= Pheres (son of Cretheus) =

Son of Cretheus in Greek mythology

In Greek mythology, Pheres (Φέρης) is the son of Cretheus and Tyro, and the brother of Aeson and Amythaon. In the Bibliotheca of Apollodorus, he is said to be the founder of Pherae in Thessaly.

In the Fabulae, he is said to be the father of Admetus by Periclymene. In addition to Admetus, Apollodorus calls Lycurgus, Idomene, and Periopis children of Pheres.

== Family ==
According to the Bibliotheca, a 2nd-century AD work by the Greek mythographer Apollodurs, Pheres is the son of Cretheus, the founder of Iolcus, and his wife Tyro. He is given two brothers, Aeson and Amythaon. The same genealogy is given by the 1st-century BC historian Diodorus Siculus in his Bibliotheca historica.

In the Fabulae, attributed to Gaius Julius Hyginus, Pheres marries Periclymene, a daughter of Minyas, by whom he becomes the father of Admetus. In addition to Admetus, Apollodorus includes Lycurgus as a son of Pheres, and mentions Eidomene, who becomes the wife of Amythaon, and Periopis, as his daughters. Hyginus also mentions Antigona, the mother of Asterius, as the daughter of a figure named Pheres. Of them, Admetus was the husband of the famous Alcestis, who died in his stead and was rescued by Heracles, while Pheres, despite his old age, would not do the same for his son.

== Mythology ==
In Aeschylus' Eumenides Pheres is mentioned by the Chorus of Erinyes of Clytemnestra. The Erinyes were the avengers for the mother-blood Orestes spilled by ordering of Apollo. The Chorus leader argues with Apollo over the just sentence Athena and her panel of judges are about to speak.
| Chorus Leader: | You honor bloody crimes that aren't your business.
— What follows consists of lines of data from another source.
Issue #5885, opened 2025-12-26
Add optional batch_size for filter op


everySympathy:
### Is your feature request related to a problem?

Right now the filter op doesn't have **morsel_size_requirement**, so the batch size of filter is controlled by downstream operators.
However, considering the scenario where the filter can filter out the vast majority of rows in the dataset (**selection rate is extremely low**). In this case, if the batch size of downstream UDF is small, the batch size of filter op is also small. Every time the filter op get a small bunch of data, most of the data is filtered. 
As a result, the downstream UDF has to wait for the upstream filter to be invoked numerous times before it can receive a batch of input data and execute, which degrades the performance.

### Describe the solution you'd like

Add optional batch_size configuration for filter

### Would you like to implement a fix?

Yes

universalmind303:
@everySympathy can you confirm if this is still an issue if you enable dynamic batching? 

```
daft.set_execution_config(enable_dynamic_batching=True)
```

everySympathy:
> [@everySympathy](https://github.com/everySympathy) can you confirm if this is still an issue if you enable dynamic batching?
> 
> ```
> daft.set_execution_config(enable_dynamic_batching=True)
> ```

Thank you @universalmind303 ！Dynamic batching needs us to remove the fixed batch size setting for all operators. I may need to run performance tests with real workloads later. Maybe adding an optional batch size param for the filter operator might introduce a controllable approach?

universalmind303:
So I don't think adding a config parameter is the right solution here - the engine should handle this automatically.

The core issue is that low-selectivity filters produce tiny output batches from small input batches, starving downstream operators. Instead of adding config, we should make the filter operator adaptive: when it detects low selectivity (output_rows << input_rows), it start requesting larger batch sizes if possible.

We can achieve this by introducing a new `BatchingStrategy` to satisfy these needs. For example, we could create a new `SelectivityAwareBatchingStrategy` that the filter op uses.

everySympathy:
> So I don't think adding a config parameter is the right solution here - the engine should handle this automatically.
> 
> The core issue is that low-selectivity filters produce tiny output batches from small input batches, starving downstream operators. Instead of adding config, we should make the filter operator adaptive: when it detects low selectivity (output_rows << input_rows), it start requesting larger batch sizes if possible.
> 
[...]

PR #5924, opened 2026-01-05
feat(dynamic batching): add new selectivity aware batching strategy for filter op

universalmind303:
## Changes Made

Adds new `SelectivityAwareBatchingStrategy` that will amplify it's own batch size requirements to better accommodate downstream operators. 

For the following code I saw a **~24x speedup** (1520s → 63s). 🚀 🚀 .

This is because in this example the udfs always have a fixed cost of 1 second. So if its 100_000 rows or 0 rows it still takes 1 second. But unlike before, we're now adjusting the filter to try to output batch sizes that match the udf's upper bounds. so instead of processing thousands of empty record batches and paying that fixed penalty each time, the engine properly adjusts. 

to test this, I was using the following code:
```py

import numpy as np

import daft

# daft.set_execution_config(enable_dynamic_batching=True)

# Create a dataset with 100k rows where only 0.1% pass the filter
np.random.seed(42)
categories = np.array(["rare"] * 100 + ["common"] * 99_900)
np.random.shuffle(categories)

df = (
    daft.from_pydict(
        {
            "values": list(range(100_000)),  # 0 to 99,999
            "category": categories.tolist(),  # Shuffled rare/common distribution
        }
    )
    .into_batches(1000)
    .collect()
)


# Filter that has very low selectivity (1%)
filtered = df.where(df["category"] == "rare")


# Apply a UDF with strict batch size to demonstrate the problem
@daft.func.batch(return_dtype=daft.DataType.int64(), batch_size=32)
def expensive_transform(s: daft.Series):
    import time

    time.sleep(1)  # Simulate expensive operation
    return s


result = filtered.with_column("transformed", expensive_transform(filtered["values"]))
result.collect()

```

with `daft.set_execution_config(enable_dynamic_batching=True)`, the code took ~60 seconds to run. 

Without dynamic batching, the code takes over 20 minutes 🤯 

## Related Issues

Closes https://github.com/Eventual-Inc/Daft/issues/5885

### DIFF
--- a/src/daft-local-execution/src/dynamic_batching/mod.rs
+++ b/src/daft-local-execution/src/dynamic_batching/mod.rs
@@ -1,11 +1,13 @@
 mod dyn_strategy;
 mod latency_constrained_strategy;
+mod selectivity_aware_strategy;
 mod static_strategy;
 use std::{sync::Arc, time::Duration};
 
 pub use dyn_strategy::*;
 pub use latency_constrained_strategy::*;
 use parking_lot::Mutex;
+pub use selectivity_aware_strategy::*;
 pub use static_strategy::*;
 
 use crate::{pipeline::MorselSizeRequirement, runtime_stats::RuntimeStats};
--- a/src/daft-local-execution/src/dynamic_batching/selectivity_aware_strategy.rs
+++ b/src/daft-local-execution/src/dynamic_batching/selectivity_aware_strategy.rs
@@ -1,0 +1,328 @@
+use std::{sync::Arc, time::Duration};
+
+use crate::{
+    dynamic_batching::{BatchingState, BatchingStrategy},
+    intermediate_ops::filter::FilterStats,
+    pipeline::MorselSizeRequirement,
+    runtime_stats::RuntimeStats,
+};
+
+const MIN_SELECTIVITY: f64 = 0.001; // Prevent extreme amplification
+const MAX_AMPLIFICATION: f64 = 1000.0; // Cap amplification factor
+const SMOOTHING_FACTOR: f64 = 0.3; // EMA smoothing for selectivity
+
+/// A batching strategy that dynamically adjusts upstream batch size requirements based on
+/// observed filter selectivity to prevent downstream operator starvation.
+///
+/// # Problem
+/// When a filter operator has very low selectivity (filters out most rows), small input batches
+/// produce even smaller output batches. If a downstream operator (e.g., a UDF) has a strict
+/// batch size requirement, it must wait for the filter to process many small batches before
+/// receiving enough rows to execute. This causes pipeline stalls and poor throughput.
+///
+/// # Solution
+/// This strategy monitors the filter's selectivity (output_rows / input_rows) and amplifies
+/// the upstream batch size requirement accordingly. If selectivity is 1%, the filter requests
+/// ~100x more rows from upstream to produce enough output to satisfy downstream requirements.
+///
+/// # Example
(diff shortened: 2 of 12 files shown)


universalmind303:
note about implementation: alternatively we could expose min/max batch size as done [here](https://github.com/Eventual-Inc/Daft/pull/5764). 

We run into this issue for udfs since the udf `batch_size` really is a **max** batch size, not an exact batch size. A min batch size would mean that the udf would be forced accumulate `min_batch_size` rows before running.

However, as @kevinzwang mentioned in that PR, and I mentioned in #5885, we want to move away from endless config parameters and instead move to a smarter engine that'll dynamically adjust.

colin-ho:
My worry here is that we might end up accumulating rows and straining memory just to try and get some # of rows out of a filter.

But the thing is, a filter is supposed to _filter_ out rows, i.e. reduce row count, so why are we buffering rows just to throw them away.

In the test script, the reason why its slow in the first place is because the udf is processing many many batches of 0 rows, and sleeping 1s per empty batch. Which means the problem can already be alleviated by just _not_ processing empty batches, either in the udf or by implementing our own mechanism that skips empty record batches.

Secondly, why is a udf that has a batch size of 32 processing an empty batch in the first place? The reason is in `UdfHandle::eval_input` in src/daft-local-execution/src/intermediate_ops/udf.rs, when we loop through `input.record_batches()` and call the udf per record batch. The thing is, the _micropartition_ has 32 rows, but probably consists of many many empty _recordbatches_. The fix here then can be, not to store these unncessary record batches in the micropartition, or just not process them.

IMO for a filter operation to be most effective it should receive as many rows as possible as fast as possible, and not buffer rows, and i think that the root cause of the linked issue is not the filter itself but the fact that it is producing empty / small record batches, and whatever is downstream of the filter, i.e. udf, does not deal with this well.

colin-ho:
As a side note, i think what you have here can actually be more effective for `explode` rather than filter. Lets say our explode is turning 10 rows into 100 rows, and the downstream udf expects batch sizes of 10, so we've exploded too many rows and we have strained memory, ok next round, the explode should adapt and just work on 1 row instead.

universalmind303:
> My worry here is that we might end up accumulating rows and straining memory just to try and get some # of rows out of a filter.
> 
> But the thing is, a filter is supposed to _filter_ out rows, i.e. reduce row count, so why are we buffering rows just to throw them away.
> 
> In the test script, the reason why its slow in the first place is because the udf is processing many many batches of 0 rows, and sleeping 1s per empty batch. Which means the problem can already be alleviated by just _not_ processing empty batches, either in the udf or by implementing our own mechanism that skips empty record batches.
> 
> Secondly, why is a udf that has a batch size of 32 processing an empty batch in the first place? The reason is in `UdfHandle::eval_input` in src/daft-local-execution/src/intermediate_ops/udf.rs, when we loop through `input.record_batches()` and call the udf per record batch. The thing is, the _micropartition_ has 32 rows, but probably consists of many many empty _recordbatches_. The fix here then can be, not to store these unncessary record batches in the micropartition, or just not process them.
> 
> IMO for a filter operation to be most effective it should receive as many rows as possible as fast as possible, and not buffer rows, and i think that the root cause of the linked issue is not the filter itself but the fact that it is producing empty / small record batches, and whatever is downstream of the filter, i.e. udf, does not deal with this well.

Hmm yeah thats a good point. In a separate PR, I have this, https://github.com/Eventual-Inc/Daft/pull/5968 which skips evaluating empty recordbatches.

PR #5926, opened 2026-01-06
fix: remove flaky datasets from read_huggingface tests

everettVT:
This pull request makes a minor adjustment to the HuggingFace dataset integration tests by removing a dataset from the test parameterization. This helps keep the test suite focused and potentially avoids issues with unavailable or problematic datasets.

* Removed the `("nebius/SWE-rebench", "instance_id")` entry from the test parameterization in `test_read_huggingface` to streamline test coverage.## Changes Made


everettVT:
Is there any reason we need to keep the dataset that constantly fails? I saw that we had tried fixing this integration test before, but this is blocking all PRs atm.

colin-ho (approved):

PR #5927, opened 2026-01-06
feat(agg): support map_groups with v2 udf

Jay-ju:
## Summary

Extend grouped aggregation `map_groups` to support Daft's new UDF system (`@daft.func.batch` and `@daft.cls`/`@daft.method.batch`) in addition to legacy `@daft.udf`.


universalmind303 (approved):
Looks good to me. Thanks for this @Jay-ju !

Your oracles will never now be pure. |
| Apollo: | So Zeus made a mistake when Ixion, the first to kill, appealed to him for help? |
| Chorus Leader: | You said it, I didn't. But if I don't get justice, I will come back to crush this land forever. |
| Apollo: | How so? You have no honor among the gods, young or old. I will win this case. |
| Chorus Leader: | You did the same thing too, in Pheres' house: you persuaded the Fates to let men hide from death. |
| Apollo: | Is it unjust to treat someone so kindly, someone so pious, in his time of need?' |

According to Apollodorus, Pheres was the founder of the city of Pherae in Thessaly.